Scan the material below for lines with the string "poet". State how many there are and nothing else.
BEGIN
Issue #67, opened 2022-08-17
Use default black options


kmike:
Currently we override line length to be 120. I'm not sure what's the reason for this, and propose to use black defaults.

PR #68, opened 2022-08-17
Use default black options

kmike:
Fixes https://github.com/scrapinghub/web-poet/issues/67.

I'm assuming @Gallaecio is not against it, based on https://github.com/scrapinghub/scrapy-poet/pull/68#discussion_r901532514 :)


BurnzZ (approved):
END
## [EXERCISE SOLUTION]
2